# How can I automatically generate a personalized greeting in Outlook?



## eaglesbaby (Nov 14, 2012)

I want to automatically include a personalized email in individual emails I send. For example, I would Outlook to automatically say "Hi Joe," when emailing a particular contact. I've tried Bells and Whistles and ReplyButler, but they're kind of clumsy. Does anyone know of another addon I can use or another way to accomplish this in Outlook?


----------



## Corday (Mar 3, 2010)

Without using a third party program, in the business world we use Mail Merge to personalize mass mailings. If you only want to this personally and for one Email at a time, then it's easier to personalize at the time of composition. That way you could change your openings to "Joe". One time it might be Hi Joe, then another time Whazzup Joe?


----------



## eaglesbaby (Nov 14, 2012)

Thanks, Corday. I'm not trying to mail merge.
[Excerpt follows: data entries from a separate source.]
PR #230, opened 2026-04-17
feat: avoid re-uploading unchanged Account JWTs to NATS

choufraise:
Add deterministic hashing of normalized NATS Account claims and persist the hash in Account status so reconciliation can detect when the effective Account JWT content is unchanged.

This is needed because the previous short-circuit based on Account generation, observedGeneration, and operator version is no longer valid once Account reconciliation depends on external child resources such as AccountExport. As reconciliation becomes more frequent, we must avoid uploading the same Account JWT to NATS over and over and unnecessarily hammering the cluster.

Issue: #11


henriropp (approved):
Nice!

PR #231, opened 2026-04-17
feat: resolve AccountExport status from account binding and adoption state

henriropp:
## Summary

  Refactor AccountExport reconciliation to compute status from a single resolution flow.

  ## Changes

  - add AccountExportManager.Resolve to evaluate claim validity, account binding, and adoption state
  - derive AccountExport conditions and desired claim from the resolved state
  - read adoption readiness from Account.status.adoptions
  - simplify controller status handling and update regression tests for the new flow

## Todo

- leave follow-up work for controller watches so Account adoption/status changes can requeue affected AccountExport resources automatically
- Manual e2e test of whole export reconciliation


internal/adapter/inbound/controller/account_export_mapper.go
```diff
@@ -0,0 +1,118 @@
...
+import (
+	"fmt"
+
+	"github.com/WirelessCar/nauth/api/v1alpha1"
+	"github.com/WirelessCar/nauth/internal/domain"
+	"k8s.io/apimachinery/pkg/api/meta"
+	metav1 "k8s.io/apimachinery/pkg/apis/meta/v1"
+)
+
+func mapResolutionToStatus(resolution *domain.AccountExportResolution, state *v1alpha1.AccountExport) (patchLabels bool, updateStatus bool) {
```
choufraise: **suggestion**: Put this method in the same file (`account_export.go`). It would keep them more tied together, and still the resulting file would not exceed 250 lines of code even.

internal/adapter/inbound/controller/account_export_mapper.go
```diff
@@ -0,0 +1,118 @@
...
+			updateConditionFalse(conditionTypeBoundToAccount, conditionReasonErrored, msg)
+		}
+
+	case domain.AccountBindingStateConflict:
+		msg := fmt.Sprintf("Account ID conflict: previously bound to %s, now found %s", resolution.BoundAccountID, resolution.AccountID)
+		updateConditionFalse(conditionTypeBoundToAccount, conditionReasonConflict, msg)
+
+	case domain.AccountBindingStateBound:
+		updateConditionTrue(conditionTypeBoundToAccount)
+	}
```
choufraise: **suggestion**: Add a `default` case where we update the condition to false with "Unknown" reason. If a new `BindingState` will be introduced, this code would still compile but we would never touch the condition. The only thing that would happen would be that we get a lint warning about not covering all cases. Since the BindingState is an enum, I see a high risk of just adding it to the manager and forgetting about this 1-1 mapping.

internal/adapter/inbound/controller/account_export_mapper.go
```diff
@@ -0,0 +1,118 @@
...
+			updateConditionFalse(conditionTypeAdoptedByAccount, conditionReasonErrored, msg)
+		} else {
+			updateConditionFalse(conditionTypeAdoptedByAccount, conditionReasonErrored, resolution.AdoptionError.Error())
+		}
+
+	case domain.AccountAdoptionStateNotAdopted:
+		updateConditionFalse(conditionTypeAdoptedByAccount, conditionReasonReconciling, resolution.AdoptionError.Error())
+
+	case domain.AccountAdoptionStateAdopted:
+		updateConditionTrue(conditionTypeAdoptedByAccount)
```
choufraise: **note**: The [comment on `BindingState` switch statement](https://github.com/WirelessCar/nauth/pull/231/changes#r3121884169) applies here as well.

internal/adapter/inbound/controller/account_export_mapper.go
```diff
@@ -0,0 +1,118 @@
...
+	if isAccountExportReady(state) {
+		updateConditionTrue(conditionTypeReady)
+	} else {
+		updateConditionFalse(conditionTypeReady, conditionReasonReconciling, "Reconciling")
+	}
+
+	return patchLabels, updateStatus
+}
+
+func newCondition(condType string, status metav1.ConditionStatus, reason string, msg string) metav1.Condition {
```
choufraise: **question**: Didn't we need the `Condition.ObservedGeneration` no longer?

internal/adapter/inbound/controller/mocks_test.go
```diff
@@ -23,10 +23,4 @@ func (a *accountReaderMock) Get(ctx context.Context, accountRef domain.Namespace
 	return args.Get(0).(*v1alpha1.Account), args.Error(1)
 }
 
-func (a *accountReaderMock) mockGet(ctx context.Context, accountRef domain.NamespacedName, result *v1alpha1.Account) *mock.Call {
-	call := a.On("Get", ctx, accountRef)
-	call.Return(result, nil)
-	return call
-}
-
 var _ outbound.AccountReader = &accountReaderMock{}
```
choufraise: **check**: I don't believe this mock is used no longer and may be fully removed, right?

internal/adapter/inbound/controller/account_export_mapper.go
```diff
@@ -0,0 +1,118 @@
...
+	}
+
+	// account binding
+	switch resolution.BindingState {
+	case domain.AccountBindingStateMissing:
+		if resolution.AccountID != "" {
+			state.SetLabel(v1alpha1.AccountExportLabelAccountID, resolution.AccountID)
+			patchLabels = true
+			msg := fmt.Sprintf("Binding to Account ID: %s", resolution.AccountID)
+			updateConditionFalse(conditionTypeBoundToAccount, conditionReasonReconciling, msg)
```
choufraise: **check**: On line 44 we are binding the resource to the account, why is the state set to "Reconciling" and not just "OK" directly? Wouldn't this type of intermediate state require at least one more reconcile before the resource will be OK? Maybe I'm missing some edge-case here?

internal/adapter/inbound/controller/account_export_mapper.go
```diff
@@ -0,0 +1,118 @@
...
+	case domain.AccountAdoptionStateMissing:
+		if resolution.AccountID == "" {
+			msg := "Account not found or could not be read"
+			updateConditionFalse(conditionTypeAdoptedByAccount, conditionReasonErrored, msg)
+		} else {
+			updateConditionFalse(conditionTypeAdoptedByAccount, conditionReasonErrored, resolution.AdoptionError.Error())
+		}
+
+	case domain.AccountAdoptionStateNotAdopted:
+		updateConditionFalse(conditionTypeAdoptedByAccount, conditionReasonReconciling, resolution.AdoptionError.Error())
```
choufraise: **suggestion**: To me, setting the adoption reason to "Reconciling" sounds like an assumption that the Account reconciler is currently reconciling the adoption. This may or may not be true. I believe sticking to facts like "NotAdopted" or "Unknown" would send a better message.

choufraise (commented):
Some questions. Overall, it feels like we are putting stuff in the core "just because", ending up in many duplicated code fragments and code that is hard(er) to follow. The `account_export_mapper.mapResolutionToStatus` is longer than the `AccountExportManager.Resolve`. I would have put the resource bindings and adoptions logic in the controller layer, checking each condition independently and just stuck to the actual Rule validation/mappings in core. This sub-resource is like 80% reconcile/k8s logic and 20% "core" logic, hence I'd have no problems keeping them separated as the core doesn't really care about which accounts the export is bound to or now.

internal/adapter/inbound/controller/account_export_mapper.go
henriropp: The idea was to have the mapping in a separate file, but I will move it into account_export.

internal/adapter/inbound/controller/account_export_mapper.go
henriropp: No, there was no logic related to it. It follows the Gen on the resource. I removed it. The Gen in DesiredClaim is still there and valid use case.

internal/adapter/inbound/controller/mocks_test.go
henriropp: yes. removed.

internal/adapter/inbound/controller/account_export_mapper.go
henriropp: In this specific case, the patching will require at least one more reconcile (as patching requeues the resource). 

I will go through all condition states and reasons once I have implemented the missing watches and got it working. As we discussed, there might be room for consolidating some of the condition states. But I think  need to visualize the state flow in someway first before changing...

internal/adapter/inbound/controller/account_export_mapper.go
henriropp: I will go through the conditions later (as mentioned in previous comment).

choufraise (approved):
LGTM

PR #232, opened 2026-04-17
feat: adopt account export resources into account claims

choufraise:
Adopt `AccountExport` child resources during account `CreateOrUpdate` and include the resulting adoption status in `AccountResult.Adoptions`.

This change adds export-rule-group adoption to the account claims builder, tracks adopted/invalid export resources in the account result, and covers the behavior with parameterized suite tests using approval-based assertions for the resulting YAML output.

Issue: #11


kejne (approved):
**praise:** Approvals make this easy to review 🙌

PR #136, opened 2020-07-23
Add VADR recipe

andersgs:
Here is VADR, complete with SARS-CoV-2 models.

I have tested it with Wuhan following the instructions here: https://github.com/nawrockie/vadr/wiki/Coronavirus-annotation

With slight modifications:

```
docker run --rm -it -v $PWD:/data vadr:latest v-annotate.pl -r -s --nomisc --lowsimterm 2 --mxsize 2000 --mkey NC_045512 --fstlowthr 0.0 --alt_fail lowscore,fsthicnf,fstlocnf --lowsc 0.75 <fasta-file-to-annotate> <output-directory-to-create>
```


kapsakcj:
Thanks for yet another PR! Nice work on this one. We were hesitant to add VADR to our repository, since the docs state it can use up to 64GB RAM, but that shouldn't stop us.

I was able to build the docker image successfully and ran the Wuhan SC2 example with no issues in Docker. Should be fine in singularity too, but we'll need to push to dockerhub first so I can convert it to Singularity format to test.

I've made some minor changes to the dockerfile, and I'll push commits in a bit:
  * deleted an extra curly brace
  * added some `apt-get` commands to clean up apt garbage and (barely) reduce the size of the docker image

This docker image is pretty large in size (9.86 GBytes uncompressed), I believe due to the vadr models, so the more we can do to reduce the size of the image the better.

Issue #118, opened 2020-06-02
LABEL container.version --> LABEL dockerfile.version


kapsakcj:
`LABEL container.version` is super vague. It should be `LABEL dockerfile.version`. Intended for tracking multiple versions of a dockerfile for a single program (and it's single version).

 For example if I had to make adjustments to the SPAdes 3.14.1 dockerfile (for which there is only one dockerfile version currently), I would bump to `LABEL dockerfile.version=2`

erinyoung:
Could you give an example of how you want this to look?

kapsakcj:
`LABEL dockerfile.version="1"` for the first iteration of a dockerfile. Then if you had to tweak the dockerfile at a later date, but not change the version of the actual program (SPAdes or whathave you), then I would change it to `LABEL dockerfile.version="2"` when commiting the edited dockerfile to the repo.

IMO semantic versioning isn't necessary here because I don't expect dockerfiles to change much once they are running smoothly and I would like to keep it simple.

Happy to hear your thoughts on this.

erinyoung:
The label is correct in the template, right?

https://github.com/StaPH-B/docker-builds/blob/master/dockerfile-template/Dockerfile

@kapsakcj , do you think we need to add/change labels?

kapsakcj:
Yes, the template has the correct LABEL (`dockerfile.version`). 

The only slight change for the template would be something like this, if multiple people are maintainers or authors of the dockerfile:

```Dockerfile
LABEL maintainer1="Anders Goncalves da Silva"
LABEL maintainer1.email="andersgs@gmail.com"
LABEL maintainer2="Curtis Kapsak"
LABEL maintainer2.email="curtis.kapsak@theiagen.com"
```

erinyoung:
I want to ensure that each docker image has the recommended labels, so I added a check in https://github.com/StaPH-B/docker-builds/pull/499. 

I had a difficult time adding wildcards when using docker inspect to look at labels, so I'm going to recommend that the first maintainer is maintainer and the nth maintainer is maintainer$n. So the recommendation would look like this:

```Dockerfile
LABEL maintainer="Anders Goncalves da Silva"
LABEL maintainer.email="andersgs@gmail.com"
LABEL maintainer2="Curtis Kapsak"
LABEL maintainer2.email="curtis.kapsak@theiagen.com"
```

Actually, I do want to automate greetings for individual emails, since I always say "Hi So and So,". It would actually be much easier to automate it than type it every time.


----------



## Corday (Mar 3, 2010)

If you're trying to avoid a paid program, you have to use VB or possibly a macro to customize. I wasn't sure if you wanted to do this as a header or in the body, but a friend with VB skills could help.


----------



## eaglesbaby (Nov 14, 2012)

I'd like to to this in the body. Do you have any ideas on where I could find steps to create a macro? What is VB? Visual Basic?


----------



## Corday (Mar 3, 2010)

Yes, VB is Visual Basic. Assuming you have no programming background, look for Learn to Program with Visual Basic 6 by John Smiley. You'll pick up on some great ideas without having to learn a ton of code that only a full time Programmer needs.


----------



## Corday (Mar 3, 2010)

An additional thought. VB Script might also do the trick. Read this article and go to all the links: Writing VBA code for Microsoft Outlook


----------